What do you think of this idea? Would you give me some feedback? Which topics would you prefer to hear about? I figure this way, everyone involved learns something. When I've graduated, I'll probably move on to other topics I'm learning about on my own. Also, as background for Galois theory, if enough people are willing to help me with my papers, I will start off with some basic group theory and ring/field theory.


----------



## EaRMo (Nov 10, 2008)

I'd like to help--if I can...


----------



## Nightriser (Nov 8, 2008)

Alright, thanks! It will really be a major help. My last project was quite the flop, mostly because I was unable to present my project in simpler terms. If I have someone who isn't acquainted with group and field theory, it may be even more helpful than having an expert in those theories. (It's called the curse of knowledge, a very fascinating phenomenon.) 

Also, is there a particular topic, apart from my senior project, you'd like to hear about? 

Who else?


----------



## EaRMo (Nov 10, 2008)

It does make sense that someone like me would be a good testbed for this stuff: someone who's of above-average intelligence, but has little in-depth knowledge of high-level math and science.
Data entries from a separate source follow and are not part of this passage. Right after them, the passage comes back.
PR #1223, opened 2023-01-09
SR use case insensitive when checking wireframe background color opacity

mariusc83:
### What does this PR do?

We were using assuming that the Wireframe `backgroundColor` will always be reported in capital letters when checking for its opacity. This was buggy and in this PR we are fixing this by using a case insensitive `RegEx` instead.

### Motivation

### Additional Notes

### DIFF
--- a/library/dd-sdk-android-session-replay/src/main/kotlin/com/datadog/android/sessionreplay/processor/WireframeUtils.kt
+++ b/library/dd-sdk-android-session-replay/src/main/kotlin/com/datadog/android/sessionreplay/processor/WireframeUtils.kt
@@ -7,6 +7,7 @@
 package com.datadog.android.sessionreplay.processor
 
 import com.datadog.android.sessionreplay.model.MobileSegment
+import java.util.Locale
 import kotlin.math.max
 
 internal class WireframeUtils {
@@ -86,7 +87,7 @@ internal class WireframeUtils {
     private fun MobileSegment.ShapeStyle.isOpaque(): Boolean {
         return this.opacity == FULL_OPACITY_ALPHA &&
             this.backgroundColor != null &&
-            this.backgroundColor.takeLast(2) == FULL_OPACITY_ALPHA_AS_HEXA_STRING
+            this.backgroundColor.takeLast(2).lowercase(Locale.US) == FULL_OPACITY_STRING_HEXA
     }
 
     private fun MobileSegment.Wireframe.ShapeWireframe.bounds(): Bounds {
@@ -121,7 +122,7 @@ internal class WireframeUtils {
     )
 
     companion object {
-        const val FULL_OPACITY_ALPHA_AS_HEXA_STRING = "FF"
-        const val FULL_OPACITY_ALPHA = 1f
+        private const val FULL_OPACITY_STRING_HEXA = "ff"
+        private const val FULL_OPACITY_ALPHA = 1f
     }
 }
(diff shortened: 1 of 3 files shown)


library/dd-sdk-android-session-replay/src/main/kotlin/com/datadog/android/sessionreplay/processor/WireframeUtils.kt
```diff
@@ -86,7 +86,7 @@ internal class WireframeUtils {
     private fun MobileSegment.ShapeStyle.isOpaque(): Boolean {
         return this.opacity == FULL_OPACITY_ALPHA &&
             this.backgroundColor != null &&
-            this.backgroundColor.takeLast(2) == FULL_OPACITY_ALPHA_AS_HEXA_STRING
+            this.backgroundColor.takeLast(2).matches(FULL_OPACITY_REG_EX)
```
0xnm, line 89: probably we don't need regex here, we can just convert to upper/lowecase and compare?

mariusc83: yes was not sure which one is better but I think conversion is faster. I will do that.

library/dd-sdk-android-session-replay/src/main/kotlin/com/datadog/android/sessionreplay/processor/WireframeUtils.kt
```diff
@@ -86,7 +86,7 @@ internal class WireframeUtils {
     private fun MobileSegment.ShapeStyle.isOpaque(): Boolean {
         return this.opacity == FULL_OPACITY_ALPHA &&
             this.backgroundColor != null &&
-            this.backgroundColor.takeLast(2) == FULL_OPACITY_ALPHA_AS_HEXA_STRING
+            this.backgroundColor.takeLast(2).lowercase() == FULL_OPACITY_STRING_HEXA
```
0xnm, line 89:
```suggestion
            this.backgroundColor.takeLast(2).lowercase(Locale.US) == FULL_OPACITY_STRING_HEXA
```

library/dd-sdk-android-session-replay/src/main/kotlin/com/datadog/android/sessionreplay/processor/WireframeUtils.kt
```diff
@@ -121,7 +121,7 @@ internal class WireframeUtils {
     )
 
     companion object {
-        const val FULL_OPACITY_ALPHA_AS_HEXA_STRING = "FF"
+        val FULL_OPACITY_STRING_HEXA = "ff"
```
0xnm, line 124:
```suggestion
        const val FULL_OPACITY_STRING_HEXA = "ff"
```

0xnm (approved):
lgtm! I added some suggestions.

library/dd-sdk-android-session-replay/src/main/kotlin/com/datadog/android/sessionreplay/processor/WireframeUtils.kt
mariusc83: Isn't it by default ?

mariusc83: Oh the default is the `ROOT` meaning the project locale....damn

I'll need a bit of background, but that's what Wikipedia is for. 

Speaking of which, I read through the Wikipedia article on Galois theory, and... yeah. That's pretty hard-core. Actually, I'll have to go through the articles on group and field theory, as well. And then I'll likely have to go through the articles leading into those subjects... (Don't worry; I like to learn.)
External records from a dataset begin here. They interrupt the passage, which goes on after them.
PR #2006, opened 2024-04-23
RUM-4055 Report Opentelemetry data in the configuration Telemetry

mariusc83:
### What does this PR do?

Following the iOS [Pr](https://github.com/DataDog/dd-sdk-ios/pull/1704) we are going to report the usage of the `OpenTelemetry` API in our configuration telemetry as follows:
`hasTrace:true | false`, `tracerApi: OpenTracing | OpenTelemetry | null`, `traceApiVersion: [openTelemetryApiVersion] | null`

### Motivation

### Additional Notes


xgouchet (changes requested):
> [!IMPORTANT]
> It feels like we need to review the way we send the configuration telemetry information for other features than RUM. 
> Right now we detect the OT by reflection, and this PR tries to add the OpenTelemetry version in the RUM build config. This doesn't make any sense and adds noise to a feature that should not have those kind of information. 
> Maybe we should consider a different way for features to communicate this information and RUM would be agnostic of the keys and values.

mariusc83:
> Important
> 
> It feels like we need to review the way we send the configuration telemetry information for other features than RUM. Right now we detect the OT by reflection, and this PR tries to add the OpenTelemetry version in the RUM build config. This doesn't make any sense and adds noise to a feature that should not have those kind of information. Maybe we should consider a different way for features to communicate this information and RUM would be agnostic of the keys and values.

@xgouchet I understand your concern, we could send it in the `Trace` feature context as we do for the `is_opentelemetry_enabled` property. But we still need to keep the build config entry as the other option is to send it as a hardcoded value that we will definitely forget to update. What do you think ?

P.S. I think opening a RFC only for this topic only would be too much IMO. @plousada what do you think ?

xgouchet:
> @xgouchet I understand your concern, we could send it in the `Trace` feature context as we do for the `is_opentelemetry_enabled` property. But we still need to keep the build config entry as the other option is to send it as a hardcoded value that we will definitely forget to update. What do you think ?
> 
> P.S. I think opening a RFC only for this topic only would be too much IMO. @plousada what do you think ?

I don't have an issue having the info set by build config, it just would make more sense to do it on the otel/tracing module, instead of the RUM one

mariusc83:
> > @xgouchet I understand your concern, we could send it in the `Trace` feature context as we do for the `is_opentelemetry_enabled` property. But we still need to keep the build config entry as the other option is to send it as a hardcoded value that we will definitely forget to update. What do you think ?
> > P.S. I think opening a RFC only for this topic only would be too much IMO. @plousada what do you think ?
> 
> I don't have an issue having the info set by build config, it just would make more sense to do it on the otel/tracing module, instead of the RUM one



> > @xgouchet I understand your concern, we could send it in the `Trace` feature context as we do for the `is_opentelemetry_enabled` property. But we still need to keep the build config entry as the other option is to send it as a hardcoded value that we will definitely forget to update. What do you think ?
> > P.S. I think opening a RFC only for this topic only would be too much IMO. @plousada what do you think ?
> 
> I don't have an issue having the info set by build config, it just would make more sense to do it on the otel/tracing module, instead of the RUM one

Yes this is what I am changing now, makes more sense to have it there. I am pushing a commit in few seconds.

features/dd-sdk-android-rum/src/test/kotlin/com/datadog/android/telemetry/internal/TelemetryEventHandlerTest.kt
```diff
@@ -353,19 +354,28 @@ internal class TelemetryEventHandlerTest {
...
-    fun `𝕄 create config event 𝕎 handleEvent(SendTelemetry) { configuration with tracing settings }`(
-        @Forgery fakeConfiguration: TelemetryCoreConfiguration,
-        @BoolForgery useTracing: Boolean,
-        forge: Forge
+    @ParameterizedTest
+    @MethodSource("tracingConfigurationParameters")
+    fun `𝕄 create config event 𝕎 handleEvent(SendTelemetry) { tracing configuration with tracing settings }`(
+        configuration: Triple<Boolean, TelemetryEventHandler.TracerApi?, String?>,
+        @Forgery fakeConfiguration: TelemetryCoreConfiguration
     ) {
```
0xnm, line 362: instead of using `Triple` without clear names it is possible to be more explicit:

```suggestion
    @ParameterizedTest
    @MethodSource("tracingConfigurationParameters")
    fun `𝕄 create config event 𝕎 handleEvent(SendTelemetry) { tracing configuration with tracing settings }`(
        useTracer: Boolean,
        tracerApi: TelemetryEventHandler.TracerApi?,
        tracerApiVersion: String?,
        @Forgery fakeConfiguration: TelemetryCoreConfiguration
    ) {
```

and then in the method provider instead of `Triple` you can use `Arguments.of`

features/dd-sdk-android-trace/build.gradle.kts
```diff
@@ -39,6 +39,14 @@ plugins {
 
 android {
     defaultConfig {
+        buildFeatures {
+            buildConfig = true
+        }
+        buildConfigField(
+            "String",
+            "OPENTELEMETRY_API_VERSION_NAME",
+            "\"${libs.versions.openTelemetry.get()}\""
```
0xnm, line 48: maybe there is something from OpenTelemetry in the `META-INF` folder of the resulting package? this would help to avoid `BuildConfig` usage.

Also the value here may be wrong, because it is written for the version which was used to compile our library, but once final app is compiled, there is a chance that there is a newer OpenTelemetry version in the classpath, so it means that our telemetry will report the wrong version.

Additionally, in theory since this property is written at the our library compile time, we can know the version used just by looking on the SDK version. This means that we can set up logs processing pipeline, which will transform SDK version to the OpenTelemetry version used (but that would require to maintain this rule).

features/dd-sdk-android-trace/src/test/kotlin/com/datadog/android/trace/OtelTracerBuilderProviderTest.kt
```diff
@@ -852,14 +852,51 @@ internal class OtelTracerBuilderProviderTest {
...
             assertThat(traceContext).doesNotContainKey(expectedActiveTraceContextName)
         }
     }
 
     // endregion
 
+    // region Tracing context
+
+    @Test
+    fun `M set opentelemetry as enabled in Context W build { TracingFeature enabled }`() {
```
0xnm, line 866:
```suggestion
    fun `M set OpenTelemetry as enabled in Context W build { TracingFeature enabled }`() {
```

features/dd-sdk-android-trace/src/test/kotlin/com/datadog/android/trace/OtelTracerBuilderProviderTest.kt
```diff
@@ -852,14 +852,51 @@ internal class OtelTracerBuilderProviderTest {
...
+            verify(mockSdkCore, times(1)).updateFeatureContext(eq(Feature.TRACING_FEATURE_NAME), capture())
+            lastValue.invoke(traceContext)
+            assertThat(traceContext[TracingFeature.IS_OPENTELEMETRY_ENABLED_CONFIG_KEY]).isEqualTo(true)
+            assertThat(traceContext[TracingFeature.OPENTELEMETRY_API_VERSION_CONFIG_KEY])
+                .isEqualTo(BuildConfig.OPENTELEMETRY_API_VERSION_NAME)
+        }
+    }
+
+    @Test
+    fun `M set opentelemetry as enabled in Context W build { TracingFeature not enabled }`() {
```
0xnm, line 882:
```suggestion
    fun `M set OpenTelemetry as enabled in Context W build { TracingFeature not enabled }`() {
```

features/dd-sdk-android-trace/src/test/kotlin/com/datadog/android/trace/OtelTracerBuilderProviderTest.kt
```diff
@@ -852,14 +852,51 @@ internal class OtelTracerBuilderProviderTest {
...
+
+        // THEN
+        argumentCaptor<(MutableMap<String, Any?>) -> Unit> {
+            val traceContext: MutableMap<String, Any?> = mutableMapOf()
+            verify(mockSdkCore, times(1)).updateFeatureContext(eq(Feature.TRACING_FEATURE_NAME), capture())
+            lastValue.invoke(traceContext)
+            assertThat(traceContext[TracingFeature.IS_OPENTELEMETRY_ENABLED_CONFIG_KEY]).isEqualTo(true)
+            assertThat(traceContext[TracingFeature.OPENTELEMETRY_API_VERSION_CONFIG_KEY])
+                .isEqualTo(BuildConfig.OPENTELEMETRY_API_VERSION_NAME)
+        }
```
0xnm, line 895: the behavior shouldn't be like that, no context should be updated if feature is disabled, check the implementation https://github.com/DataDog/dd-sdk-android/blob/cff8b54d458f7cbf6f935deb7ff9b18aec23d9e3/dd-sdk-android-core/src/main/kotlin/com/datadog/android/core/DatadogCore.kt#L193

mariusc83: Yes I am aware of that but in that case all the other places where we actually call that method should be under `if(featureExists)` flag to be consistent. The only reason I am calling this method even if the feature is not registered is to be consistent with:
https://github.com/DataDog/dd-sdk-android/blob/cff8b54d458f7cbf6f935deb7ff9b18aec23d9e3/features/dd-sdk-android-trace/src/main/kotlin/com/datadog/android/trace/AndroidTracer.kt#L57
and 
https://github.com/DataDog/dd-sdk-android/blob/cff8b54d458f7cbf6f935deb7ff9b18aec23d9e3/features/dd-sdk-android-trace/src/main/kotlin/com/datadog/android/trace/AndroidTracer.kt#L68
and same 
thing for `OtelTracerProvider`.
The real question here is : in case the Trace feature is not registered should we return a workable AndroidTracer or OtelTracerProvider in the `build` method or just a NoOp ? Let's discuss this in the daily.

features/dd-sdk-android-trace/build.gradle.kts
0xnm: Not necessarily. Customer may just have some 3rd party dependency which references newer OpenTelemetry API artifact (or maybe they have their own OpenTelemetry tooling as well). In this case overall dependency graph will be resolved to the newer version, it will be used in the application, but our telemetry will still report the older version (because it will be the one which was used to compiler our SDK, not the one which will be used to compile the application).

features/dd-sdk-android-trace/src/test/kotlin/com/datadog/android/trace/OtelTracerBuilderProviderTest.kt
0xnm: I don't mean the need to check if feature registered or not before calling `updateFeatureContext`, I mean that this test name is wrong. The name is `M set opentelemetry as enabled in Context W build { TracingFeature not enabled }`, but no, if tracing feature is not registered, then nothing should be set, because the real implementation of `updateFeatureContext` won't do anything. We may assert only up to the point checking that `updateFeatureContext` was called, but not that callback to update values was executed (and test name should be updated).

But probably it makes no sense to even call `updateFeatureContext` if `tracingFeature = null`. By adding this check (and it makes sense, because `tracingFeature` is already in the method anyway) this test can be updated to the proper behavior.

mariusc83: IMO it makes no sense to call it at all but in the same time I still argue that we should probably talk about returning NoOps in case trace feature is not initialized.

0xnm (approved):

xgouchet (approved):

Of your list of classes, Forensic Chemistry, Physics, and electronics circuits sound the most interesting to me, but I'm willing to learn about virtually anything. Do you know of any good online resources for those topics? Other than Wikipedia, that is.


----------



## Nightriser (Nov 8, 2008)

Well, I was planning on writing a post on background group theory so that we could discuss it; whatever you don't understand, you can ask me. Perhaps you can see a flaw where I can't. 

Anyway, another very good (I'd say better than Wiki, for math knowledge, anyway) is MathWorld. One thing I don't like about going through online websites for information is that it's not presented in as well-structured a presentation as I'd like. I have to cross-reference many different pages, interrupt reading one article to find out what one word means, and so on. At least with MathWorld, I think the articles are simple enough to understand, given a little background, without oversimplifying the topic. 
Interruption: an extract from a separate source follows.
PR #2009, opened 2024-04-24
RUM-4821 unregister vital listeners when view is stopped

### LINKED ISSUE #2008: Memory Leak : AggregatingVitalMonitor listeners are never unregistered
### Describe the bug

As for the other topics, none in particular stand out. Well, maybe HowStuffWorks for some of the topics in electronics and physics. I definitely like the articles there, partly because the articles are broken up into pages, rather than a monolithic page you have to keep scrolling down. The format of an HSW article appeals to and tricks my mind into thinking there's less to drudge through than a Wiki article (I have an attention problem, but I wouldn't quite say it's ADD).


----------



## EaRMo (Nov 10, 2008)

Thanks for the links! I was already semi-familiar with HowStuffWorks. Also, answers.com might be helpful. *deep breath* Okay. Let's hear about group theory.


----------



## Nightriser (Nov 8, 2008)

Sure thing. 

As soon as I finish some more homework (ugh, the drudgery), I'll refresh my memory of group theory and do a post. =D

Again, thank you so much for agreeing to review the paper drafts!


----------



## EaRMo (Nov 10, 2008)

No problem.


----------



## Happy (Oct 10, 2008)

I'll be happy to give some feedback.


----------



## Nightriser (Nov 8, 2008)

Thanks. I really appreciate it. =D

btw, my adviser was very pleased with my progress thus far and my presentation. roud:


----------



## EaRMo (Nov 10, 2008)

Kudos! Keep up the good work.


----------



## Nightriser (Nov 8, 2008)

Well, it looks like he'll have to be disappointed now. I have to turn in my 1-2 page paper tomorrow, and I've barely started it. Wish me luck. :dry:


----------



## εmptε (Nov 20, 2008)

*Good luck? *


----------



## Nightriser (Nov 8, 2008)

Is that meant to be a question?


----------